A happily married couple

Building financial security can be a powerful and lasting way to show your partner your love for them. While financial planning might not be one of the more obvious romantic gestures, it can create strong foundations for a life of stability that will last for many years to come. Here are some gestures you can make that will set you both in good stead for the years ahead and outlast even the finest bouquet of roses.

Build a retirement plan for two

You and your partner may well already have joint bank accounts and a joint mortgage. But the chances are you’ll have separate pensions, and perhaps other savings and investments held in your own names too.

However, when it comes to planning your retirement, using your combined savings and investment pots could lead to a higher and more comfortable retirement income in the years ahead. Plus, you may be able to make your future income more tax-efficient.

abrdn share more on why planning your retirement as a couple could give you a more comfortable future.

ii is an abrdn business. abrdn is a global investment company that helps customers plan, save and invest for their future.

There’s a huge amount to think about when planning for retirement as a couple, and some of the decisions you need to take in the planning stage are irreversible and could affect your lifestyle for years to come. This is where expert retirement planning advice can really come into its own and help take the pressure off. Having a plan in place that’s tailored to you and your partner could help you feel much more prepared and confident about your retirement life. Find out how abrdn's financial planning services could help with your retirement planning.

Make the most of each other’s tax allowances

Pensions and ISAs

Both pensions and ISAs (individual savings accounts) are tax-efficient ways to save and invest money. And if you’re married or in a civil partnership, you may be able to benefit from using each other’s allowances.

The standard pension annual allowance – the total that you, your employer or a third party can pay in across all your pension plans in a single tax year – is £60,000. So if you’ve reached your limit, but your partner hasn’t, you could make pension contributions on their behalf. And with the annual ISA allowance currently £20,000, together you could save and invest up to £40,000 tax-efficiently each year.

Capital gains tax

Capital gains tax (CGT) is another area where you could benefit by teaming up with your partner if you’re married or in a civil partnership - particularly with the annual exempt amount being cut from £12,300 to £6,000 in April 2023 and then again to £3,000 in April 2024.

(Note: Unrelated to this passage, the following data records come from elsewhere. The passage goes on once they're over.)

PR #787, opened 2022-07-23
feat: toolhead diagnostics

### LINKED ISSUE #454: Abilty to graph additional metrics, specificly flow rate and speed.
I think it would be very useful to be able to chart arbitrary values with basic custom annotations. For instance, I think the maximum flow rate of my printer is 16 mm3/s. A plot with both flow rate and speed on the y axis and time on the x axis with a dashed horizontal threshold marker at 16mm3/s would help me to see if print speed is causing under extrusions.

matmen:
Toolhead diagnostics charts using Klipper's `motion_report` (recording flow rate and speeds for now)
Maybe other diagnostic statistics would be useful here too, not sure which additional ones to log..

Disabled by default to save browser processing power:
image
image

Closes #454

### DIFF
--- a/src/components/layout/AppNavDrawer.vue
+++ b/src/components/layout/AppNavDrawer.vue
@@ -77,6 +77,14 @@
           </app-nav-item>
 
           <app-nav-item
+            v-if="diagnosticsEnabled"
+            icon="$chart"
+            to="/diagnostics"
+          >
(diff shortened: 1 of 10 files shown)


matmen:
Closing this in favor of the approach described in the 2nd quote in https://github.com/fluidd-core/fluidd/issues/454#issuecomment-1193257744

PR #798, opened 2022-07-27
fix: hide sub-navigation if socket not connected

pedrolamas:
When we are on Settings page and moonraker restarts (or socket gets closed) we get the "reconnect" buttons, but sub-navigation is still visible.

Before:

image

After:

image


matmen (changes requested):
The check should probably be a getter to avoid duplicate code

matmen (approved):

Investments held in pensions and ISAs aren’t liable to CGT when you take money out. But if you sell or give away any other investments or assets, any gains you make above the exempt amount will be taxed at 20% if you’re a higher-rate taxpayer, or 10% if you’re a basic-rate taxpayer and your gains don’t push you into the higher-rate bracket. Gains on property which isn’t your main home are taxed even more heavily – 28% for higher-rate taxpayers and 18% for basic-rate taxpayers.

So if one of you has an unused CGT allowance, you can transfer assets between each other, potentially doubling the amount of gains you can make before paying tax. You could also think about transferring assets to a spouse or civil partner if you’re a higher-rate taxpayer facing a CGT bill and they pay a lower rate of tax.

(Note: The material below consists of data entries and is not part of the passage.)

PR #801, opened 2022-07-28
fix: Check Bed_Mesh Support

BastelKlug:
Only shows the bed_mesh card if bed_mesh is available and klipper is ready (important for the dashboard card).

### DIFF
--- a/src/components/widgets/bedmesh/BedMeshCard.vue
+++ b/src/components/widgets/bedmesh/BedMeshCard.vue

Keep wills and beneficiaries up to date

Thinking ahead to a time when you’re no longer around may not be a pleasant thought. But it’s important to make sure that everything is set up so your money goes to who you want it to on your death.

That means making sure your will and any beneficiaries you have listed for your pensions and any life assurance policies are up to date. Bear in mind that if you aren’t married to your partner and don’t have a will, your estate would go to your family rather than to them. It’s also important to understand that marriage usually revokes any previous wills. So if you marry or remarry, make sure you update your will.

Prepare to pass on your wealth tax-efficiently

There are also a few things you can do to make sure you’re on track to leave as much as you can to your partner and other loved ones rather than to HM Revenue and Customs:

  • Understand what inheritance tax is and if your estate could be liable
  • Think about giving gifts while you’re still alive
  • Think about using trusts to pass on gifts
  • Be aware who will have to pay inheritance tax on your estate
  • Plan ahead

Find out more about all of these in our article Five ways to take control of inheritance tax. You can also watch our video on how to pass on money from things such as pensions and life insurance policies to the people you want, in the right way.

Don't forget about insurance

The importance of having proper insurance coverage in the event that misfortune strikes can never be underestimated. Watch abrdn’s video to find out what you need to know about income protection, critical illness cover and life insurance.

With a bit of careful thought and forward planning, there’s a lot you can do now to make sure that your partner and other loved ones will be taken care of financially.

Think about getting advice

Careful planning is important to help look after you and your partner’s wealth now, and to make sure that you and your loved ones get the maximum benefit from that wealth both in your lifetime and beyond.

If you have any questions about financial planning as a couple, getting professional financial advice can give you peace of mind. A financial adviser will go through all the options available and work with you on a tailored plan to suit you both. Find out how abrdn’s financial planning and advice services could help you and your partner plan the future you want together.

The information in this article should not be regarded as financial advice. Information is based on our understanding in May 2023. Tax rules can always change in the future. Your own circumstances and where you live in the UK could have an impact on tax treatment.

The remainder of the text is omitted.